Welcome to the Optiver Trading at the Close. This project focuses on forecasting the 60-second weighted average price (WAP) change against the 60-second synthetic stock index change, utilizing advanced machine learning and deep learning techniques.
- Overview
- Data Analysis
- Feature Engineering
- Modeling and Training
- Model Evaluation
- Deep Learning Model
- Data Preprocessing
- API Testing
The project involves intricate data analysis, preprocessing, feature engineering, and the deployment of sophisticated models like XGBoost and CNN-BiLSTM-ATN for time series prediction in the financial domain.
The initial phase focuses on exploratory data analysis (EDA) to understand the intricacies of the dataset, which comprises over 5 million entries and 17 columns, including time-related data, order book metrics, and market metrics.
In-depth feature engineering was conducted to enhance the model's predictive power. This includes:
- Imbalance Features: Calculating imbalance direction, book imbalance, and price imbalance.
- Order Book Features: Including bid-ask spread, mid-price movement, normalized spread, and size ratio.
- Order Flow and Volume Features: Tracking volume changes and daily volatility.
- Pricing Features: Focusing on reference to WAP ratio, overnight returns, and more.
- Technical Indicators: Applying MACD, RSI, RoC13, Bollinger Bands, and others.
- Transformation Techniques: Utilizing linear interpolation, linear regression, and various transformations for missing value imputation and feature optimization.
- Parameters: Learning rate, max depth, min child weight, colsample by tree, subsample.
- Bayesian Hyperparameter Tuning for enhanced performance.
- Model Evaluation using Mean Absolute Error (MAE).

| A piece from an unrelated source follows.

PR #1352, opened 2016-12-08
Python3 compatibility and types (Scheduled for 2.2)

pgdr:
We use `six.string_types` instead of `str` and `types.StringType`.  This is python2/3 compatible.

- Architecture: Combines convolutional layers, bidirectional LSTM layers, and attention mechanisms.
- Training: Utilizes Adam optimizer with a learning rate of 0.001 and TPU execution for efficiency.
- Layers: Includes Conv1D, BatchNormalization, Dropout, Bidirectional LSTM, and Dense layers.
- Hyperparameters: Batch size dynamically adjusted for TPU execution, dropout rates for regularization.
- Specifics: The model was trained with 82 input dimensions and 54 time steps. LSTM units were set to 32. The model was compiled with a mean squared error loss function and evaluated using MAE.
- The XGBoost model showed significant performance, optimized through Bayesian Hyperparameter Tuning, achieving a Mean Absolute Error (MAE) of 2.46999 on the test set and about 3.0 during training, indicating its effectiveness in time series forecasting.
- Architecture: Integrates convolutional layers for feature extraction, bidirectional LSTM layers for capturing temporal dependencies, and attention mechanisms for focusing on relevant time steps.
- Training Environment: Utilizes Tensor Processing Units (TPUs) for efficient and faster training processes.
- Model Serialization: The trained models are saved for future use, ensuring reproducibility and deployment readiness.
- Data scaling and transformation using MinMaxScaler.
- Outlier detection and handling.
- Lag features and rolling window statistics for capturing temporal trends.
- Data partitioning into training, validation, and test sets.
During the API testing phase, a mock loop was established to handle incoming test data. The test data was processed and prepared for prediction using either the Neural or XGBoost models, depending on the Modelling flag.
- Neural Model Processing: Test data is scaled using a saved MinMaxScaler model. Predictions are generated using the CNN-BiLSTM-ATN model, with reshaped data to match the model's input shape.
- XGBoost Model Processing: Features are prepared, and predictions are made using the XGBoost model.
- Dynamic Data Update: The training dataset is dynamically updated with new predictions and sorted for consistency.
This approach ensures that the model stays up-to-date with the latest market trends and adapts its predictions accordingly.